EXTRACTED DATA -

*** Block opens ***

Issue #2091, opened 2021-01-26
Avatar Group Overflow Button border color design question


InnaAtanasova:
What is the border color of the Overflow button when semantics colors are applied?

olshansky:
> Regarding the spacing around Avatars when placed inside a Popover body (attached image) here’s what they answered:
> The Popover body should have an inner padding of 1 rem and the spacing between the Avatars should be 0.5rem.
> 
> For the overflow button which has a blue border in its default state, when accent colors are applied, the border should have the same color as the accent color.

PR #2121, opened 2021-02-05
feat: Avatar Group overflow spacing and overflow button border color

olshansky:
## Related Issue
Closes https://github.com/SAP/fundamental-styles/issues/2091
Part of https://github.com/SAP/fundamental-styles/issues/2153

## Description
Added overflow spacing and overflow button accent border. 

- [x] All values are in `rem`
- [x] RTL support
3. Testing 
- [x] Updated tests
4. Documentation

### DIFF
--- a/src/avatar-group.scss
+++ b/src/avatar-group.scss
@@ -81,16 +81,14 @@ $block: #{$fd-namespace}-avatar-group;
     }
   }
 
-  &__overflow {
+  &__overflow--body {
     @include fd-reset();
 
-    &__body {
-      padding: 1rem;
-      white-space: initial;
+    padding: 1rem;
+    white-space: initial;
 
-      .#{$block}__item {
-        margin: 0.25rem;
-      }
+    .#{$block}__item {
+      margin: 0.25rem;
     }
   }
 
--- a/src/avatar-group.scss
+++ b/src/avatar-group.scss
@@ -47,6 +47,8 @@ $block: #{$fd-namespace}-avatar-group;
 
   @include fd-reset();
 
+  display: flex;
+
   &--individual-type {
     .#{$block}__item {
       @include fd-fiori-focus($fd-focus-outline-offset);
@@ -81,7 +83,7 @@ $block: #{$fd-namespace}-avatar-group;
     }
   }
 
-  &__overflow--body {
+  &__overflow-body {
     @include fd-reset();
 
     padding: 1rem;
--- a/src/avatar-group.scss
+++ b/src/avatar-group.scss
@@ -2,7 +2,7 @@
 @import "./avatar";
 
 /*!
-.fd-avatar-group+((--individual|--group), (--xxs|--xs|--s|--m|--l|--xl|--xxl)
+.fd-avatar-group+((--individual|--group), (--xs|--s|--m|--l|--xl)
 */
 $block: #{$fd-namespace}-avatar-group;
 
@@ -81,6 +81,19 @@ $block: #{$fd-namespace}-avatar-group;
     }
   }
 
+  &__overflow {
+    @include fd-reset();
+
+    &__body {
+      padding: 1rem;
+      white-space: initial;
+
+      .#{$block}__item {
+        margin: 0.25rem;
+      }
+    }
+  }
+
   @each $set-name, $size-set in $fd-avatar-group-more-button-sizes {
     &--#{$set-name} {
       .#{$block}__more-button {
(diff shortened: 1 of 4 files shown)


src/avatar-group.scss
```diff
@@ -81,6 +81,19 @@ $block: #{$fd-namespace}-avatar-group;
     }
   }
 
+  &__overflow {
+    @include fd-reset();
+
+    &__body {
```
mikerodonnell89, line 87: results in `fd-avatar-group__overflow__body` which is not valid BEM, `fd-avatar-group__overflow-body` is fine

mikerodonnell89 (changes requested):

src/avatar-group.scss
```diff
@@ -81,6 +81,19 @@ $block: #{$fd-namespace}-avatar-group;
     }
   }
 
+  &__overflow {
```
InnaAtanasova, line 84: why do you need this? It's used like this `<div class="fd-popover fd-avatar-group__overflow">` and it already has a reset coming from `fd-popover`. If you inspect the element, all of the rules are overwritten:
Screen Shot 2021-02-05 at 2 23 54 PM

You can only use `fd-avatar-group__overflow-body` where you apply the 1rem padding and use the specificity to add margin to the item.

InnaAtanasova (changes requested):

src/avatar-group.scss
olshansky: @mikerodonnell89 fixed

src/avatar-group.scss
olshansky: @InnaAtanasova fixed

src/avatar-group.scss
```diff
@@ -81,6 +81,17 @@ $block: #{$fd-namespace}-avatar-group;
     }
   }
 
+  &__overflow--body {
```
InnaAtanasova, line 84: should be `&__overflow-body`

InnaAtanasova: `__overflow--body` means that there's a class `__overflow` and `--body` is modifying this class

mikerodonnell89 (changes requested):
High contrast colors for the "+8" in group mode are incorrect

Screen Shot 2021-02-10 at 11 20 57 AM
Screen Shot 2021-02-10 at 11 21 56 AM

Also, the margin-right in individual mode is correctly set to 0.125rem, but there is some additional space before the next avatar so I think they may still be spread too far apart
Screen Shot 2021-02-10 at 11 24 49 AM

olshansky:
> High contrast colors for the "+8" in group mode are incorrect
> 
> Screen Shot 2021-02-10 at 11 20 57 AM
> Screen Shot 2021-02-10 at 11 21 56 AM

@mikerodonnell89 why it's incorrect? The button has a `color-accent-6` and as I see avatar has the same colors in HC mode 

> Also, the margin-right in individual mode is correctly set to 0.125rem, but there is some additional space before the next avatar so I think they may still be spread too far apart

fixed

src/avatar-group.scss
olshansky: @InnaAtanasova fixed

InnaAtanasova (approved):

mikerodonnell89:
> @mikerodonnell89 why it's incorrect? The button has a `color-accent-6` and as I see avatar has the same colors in HC mode

@olshansky screenshot from the specs: 
Screen Shot 2021-02-16 at 6 36 16 PM

So I think we will need a new style for this overflow avatar with the + text

olshansky:
> @olshansky screenshot from the specs:
> Screen Shot 2021-02-16 at 6 36 16 PM
> 
> So I think we will need a new style for this overflow avatar with the + text

@mikerodonnell89 screenshot from the examples (I just removed accent color class modifier). Looks correct, isn't it? 
FYI this button has a color different color accent in examples just to show that we could use color accents modifier classes for this button.
image

mikerodonnell89 (approved):

InnaAtanasova:
Screen Shot 2021-02-18 at 3 22 37 PM


@olshansky are these changes intended?

olshansky:
> @olshansky are these changes intended?

@InnaAtanasova old service for placeholder images don't work _(that's why I changed it at the [last commit](https://github.com/SAP/fundamental-styles/pull/2121/commits/77ec69df46c09c331b60317380f9296020ebea7c))_

droshev:
@olshansky can you address https://github.com/SAP/fundamental-styles/issues/2153 as part of this ticket?

olshansky:
@droshev should it be part of this PR? Because it is an issue in the popover component 
image

droshev:
> @droshev should it be part of this PR? Because it is an issue in the popover component
> image

what is the problem with the popover?

olshansky:
> what is the problem with the popover?

Popover header border color is different than the body border in Dark theme

droshev:
> > what is the problem with the popover?
> 
> @droshev Popover header border color is different than the body border in Dark theme

my comment was related to the arrow in RTL - it wasn't centered

olshansky:
> my comment was related to the arrow in RTL - it wasn't centered
> 
> https://user-images.githubusercontent.com/4380815/108005485-d86a8780-6fc6-11eb-9f0a-d0d91f6d454f.png

Oh yes, fixed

*** Block closes ***

TASK BRIEF -
Which lines of the data contain the word "colors"? Copy each one.

OUTPUT BELOW -
What is the border color of the Overflow button when semantics colors are applied?
> For the overflow button which has a blue border in its default state, when accent colors are applied, the border should have the same color as the accent color.
High contrast colors for the "+8" in group mode are incorrect
> High contrast colors for the "+8" in group mode are incorrect
@mikerodonnell89 why it's incorrect? The button has a `color-accent-6` and as I see avatar has the same colors in HC mode 
> @mikerodonnell89 why it's incorrect? The button has a `color-accent-6` and as I see avatar has the same colors in HC mode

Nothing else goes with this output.